"It needs a security mechanism that triggers action automatically, not after collective consultations and individual deliberations. In recent months, a new baseline idea has taken hold in European and United States debates on Ukraine: Article 5like guarantees. In March, Italy's Prime Minister Giorgia Meloni was the first to suggest a mechanism inspired by Article 5 of the NATO Charter, which provides for collective action in the event of an attack on a member."

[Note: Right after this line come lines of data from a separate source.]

PR #1718, opened 2018-12-07
Add positive tests for creating flows with different vlan combinations

rtretyak:


services/src/functional-tests/src/test/groovy/org/openkilda/functionaltests/spec/northbound/switches/SwitchFailuresSpec.groovy
```diff
@@ -134,4 +140,55 @@ class SwitchFailuresSpec extends BaseSpecification {
...
+        def flow = flowHelper.randomFlow(srcSwitch, dstSwitch)
+        flowHelper.addFlow(flow)
+        def currentPath = PathHelper.convert(northboundService.getFlowPath(flow.id))
+
+        and: "There is a more preferable alternative path"
+        def alternativePaths = allPaths.findAll { it != currentPath }
+        def preferredPath = alternativePaths.first()
+        def uniqueSwitch = pathHelper.getInvolvedSwitches(preferredPath).find {
+            !pathHelper.getInvolvedSwitches(currentPath).contains(it)
+        }
```
ylobankov: I would rather add assumeTrue() here with some message instead of asserting.

rtretyak: agree

PR #1725, opened 2018-12-10
Re-implement flow filtering for periodic pings via FlowRepository.

sergii-iakovenko:
The changes remove excessive reads from database by Ping topology: now it filters flows before fetching them.


services/src/kilda-core/kilda-persistence-neo4j/src/main/java/org/openkilda/persistence/repositories/impl/Neo4jFlowRepository.java
```diff
@@ -80,6 +81,15 @@ public boolean exists(String flowId) {
         return buildFlowPairs(findAll());
     }
 
+    @Override
+    public Collection<FlowPair> findFlowPairsWithPeriodicPingsEnabled() {
```
IlyaMoiseev: It will be good to create unit test for new repository method

PR #1728, opened 2018-12-10
Avoid extra fetching of entity relations with OGM load strategy depth 1.

sergii-iakovenko:
The changes prevent extra fetching of entity relations from database. These reads happen because Neo4j OGM handles load strategy"depth" improperly: when a relation entity is being loaded, OGM fetches ALL relations of start and end nodes of the requested relation. Even with the "depth" = 1.


services/src/kilda-core/kilda-model/src/main/java/org/openkilda/model/FlowSegment.java
```diff
@@ -53,9 +54,11 @@
 
     @NonNull
     @Property(name = "flowid")
+    @Required
     private String flowId;
 
     @Property(name = "cookie")
+    @Required
```
IlyaMoiseev: jfyi, https://github.com/neo4j/neo4j-ogm/blob/master/core/src/main/java/org/neo4j/ogm/annotation/Required.java#L28

PR #1737, opened 2018-12-11
Add missing properties to confd configuration

ylobankov:


npliashechnikov:
Could you please also add a more detailed description to mode.topology.single variable in kilda.properties.example? It is misleading now.

npliashechnikov:
Also, it looks like the mode.topology.single property is missing from kilda.properties.tmpl
Please make sure it gets there, as it is necessary to start tests using hardware profile.

PR #1738, opened 2018-12-11
Anti-flap for port down/up.

### LINKED ISSUE #1729: Anti-flap for port down/up
# Problem
Sometimes port with ISL on it bouncing within a short period of time which is not a real problem. We initiate ISL_down immediately.

# Proposal
Implement similar antiflapping approach as for reroute. Introduce a logic where we wait for a "Port UP" event after a "Port Down" for "throttling_delay_seconds_min" seconds. if the last event in a series is "UP", then do not initiate "ISL_Down".

# Details 
The bolt has states: `Nothing`, `WarmingUp`, and `CoolingDown` for each port.
Initially, the bolt has state `Nothing`.
If the bolt receives "Port Up" in `Nothing` state it must emit "Port Up" without state change.
If the bolt receives "Port Down" in `Nothing` state it changes state to `WarmingUp`.
If the bolt does not receive "Port Up" after `delay_seconds_min`, it emits "Port Down" event and goes to `CoolingDown` state.
If In `CoolingDown` state the bolt receives event, it calculates current port state and restarts `seconds_cool_down` timer. 
After `seconds_cool_down` of not receiving any events, state changes to `Nothing`. If the current port state is Up the bolt emit "Port Up" event.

"Russia's activity inside NATO territory has moved from rare to routine. On September 10, two dozen Russian-made drones crossed into Polish airspace during a wider strike on Ukraine; NATO jets shot down those that posed a threat, and Poland activated Article 4 of the NATO Charter, which allows for consultations in the event of a threat. In the following weeks, Denmark temporarily shut down several airports after repeated drone sightings."
A demand exists for a security mechanism that triggers automatic action rather than after consultations and deliberations. Proposals have emerged for Article‑5 like guarantees from several Western leaders and partners. Replicating NATO’s language without NATO’s command, capabilities, and legal clarity would not address modern threats such as nightly drone raids, maritime ambiguity, and attacks on critical infrastructure. Recent incidents include cross‑border drone incursions into Poland, airport shutdowns in Denmark, a boarded tanker linked to a shadow fleet, coordinated drone flights over German sites, and damage to Baltic undersea cables and energy links. None of these clearly met the legal threshold for Article 5 collective defence.